For example, the portions of the US$787 billion American Recovery and Reinvestment Act (ARRA) that will fuel state and local projects in the U.S. are “suddenly federal funding on steroids,” says Wayne Bobby, Oracle vice president of the Oracle Public Sector solutions in North America. “But the Obama administration is saying there are going to be more eyes on you than ever before, and you are expected to take seriously your responsibility to be accountable.”
The stimulus measure, which was signed into law in February, requires state or local governments to certify that ARRA-related infrastructure investments receive a “full review and vetting” to ensure that the spending represents “an appropriate use of taxpayer dollars.”

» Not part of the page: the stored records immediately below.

PR #22973, opened 2025-08-23
fix: Add pruning logic to prevent the compactor from incorrectly accessing watermarks.

Li0k:

as title

## Checklist

## Documentation

<details>

</details>


src/storage/src/hummock/compactor/compactor_runner.rs
```diff
@@ -624,7 +624,7 @@ pub async fn compact(
                 );
             }
 
-            compaction_catalog_agent_ref
```
hzxa21: Isn't `acquire_table_ids` always the same as `table_ids_to_be_compacted` if reached here? Filtering `pk_prefix_table_watermarks` and `non_pk_prefix_table_watermarks` via `table_ids_to_be_compacted` seems sufficient to me.

hzxa21 (approved):
Rest LGTM. Thanks for the quick fix during weekend! Really appreciated that.

Let's describe the issue briefly in the PR description as well.

src/storage/src/hummock/compactor/compactor_runner.rs
Li0k: Indeed, they are equal; otherwise, the compactor would abandon this task. Perhaps what you're wondering is why an extra pruning is needed. I just want to take a defensive measure. Functionally, the meta's pruning is sufficient.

Bobby says a similar push for greater financial transparency in the public sector isn’t just a U.S. phenomenon. As other nations enact or contemplate similar economic stimulus measures, officials are looking for quick ways to shore up or in some cases jump-start oversight measures. “The big challenge for public officials is to accurately know what money they have and to constantly track where it’s going,” Bobby says.
As a result, governments are racing to plug any gaps in their existing accounting, reporting, and analysis systems. In the U.S., the first formal spending reports are due in July. “This means that most agencies are looking for quick answers. There’s no time to implement applications that are going to take a year or more to launch. So it comes down to, ‘What quick things can I do?’” Bobby says.
To help state and local governments, Bobby advises officials to focus on two important areas.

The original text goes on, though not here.